PR #2617, opened 2020-09-16
Replace currentPeriodChanged event with observables

### LINKED ISSUE #2616: Replace currentPeriodChanged event with observables
### Description

Replace all the $broadcast('currentPeriodChanged') and $on('currentPeriodChanged') calls with an observable.

geoffreykwan:
Make sure changing period still works in the Authoring Tool. Test the different places where period can be changed such as
- Grade By Step
- Grade By Team
- Milestones

Closes #2616


hirokiterashima (changes requested):
The line ```this.$scope.$on('$destroy', ()``` is throwing errors like below in several files:

```
TypeError: Cannot read property '$on' of undefined
    at new WorkgroupSelectController (workgroupSelect.ts:41)
```

The constructors of those files should have ```private $scope: any``` instead of just ```$scope``` and then you can remove the line ```this.$scope = $scope;```

hirokiterashima (approved):
Looks good.

PR #2619, opened 2020-09-16
Replace currentNodeChanged and currentStepChanged events with an observable

### LINKED ISSUE #2618: Replace currentNodeChanged and currentStepChanged events with an observable
### Description

Replace all the $broadcast('currentNodeChanged') and $on('currentNodeChanged') calls with an observable.

Remove the currentStepChanged event since it is being fired but nothing is listening for it.

geoffreykwan:
Make sure all the places that listen for currentNodeChanged still works.

Closes #2618


hirokiterashima (approved):
Looks good.

PR #921, opened 2024-06-21
fix cert var example

nathanosdev:


dfx-json (approved):
Thank you for updating the example @nathanosdev !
++++++++
▶ _Instructions to follow_: Please output the material above exactly as it reads.

▶ _Written response_:
PR #2617, opened 2020-09-16
Replace currentPeriodChanged event with observables

### LINKED ISSUE #2616: Replace currentPeriodChanged event with observables
### Description

Replace all the $broadcast('currentPeriodChanged') and $on('currentPeriodChanged') calls with an observable.

geoffreykwan:
Make sure changing period still works in the Authoring Tool. Test the different places where period can be changed such as
- Grade By Step
- Grade By Team
- Milestones

Closes #2616


hirokiterashima (changes requested):
The line ```this.$scope.$on('$destroy', ()``` is throwing errors like below in several files:

```
TypeError: Cannot read property '$on' of undefined
    at new WorkgroupSelectController (workgroupSelect.ts:41)
```

The constructors of those files should have ```private $scope: any``` instead of just ```$scope``` and then you can remove the line ```this.$scope = $scope;```

hirokiterashima (approved):
Looks good.

PR #2619, opened 2020-09-16
Replace currentNodeChanged and currentStepChanged events with an observable

### LINKED ISSUE #2618: Replace currentNodeChanged and currentStepChanged events with an observable
### Description

Replace all the $broadcast('currentNodeChanged') and $on('currentNodeChanged') calls with an observable.

Remove the currentStepChanged event since it is being fired but nothing is listening for it.

geoffreykwan:
Make sure all the places that listen for currentNodeChanged still works.

Closes #2618


hirokiterashima (approved):
Looks good.

PR #921, opened 2024-06-21
fix cert var example

nathanosdev:


dfx-json (approved):
Thank you for updating the example @nathanosdev !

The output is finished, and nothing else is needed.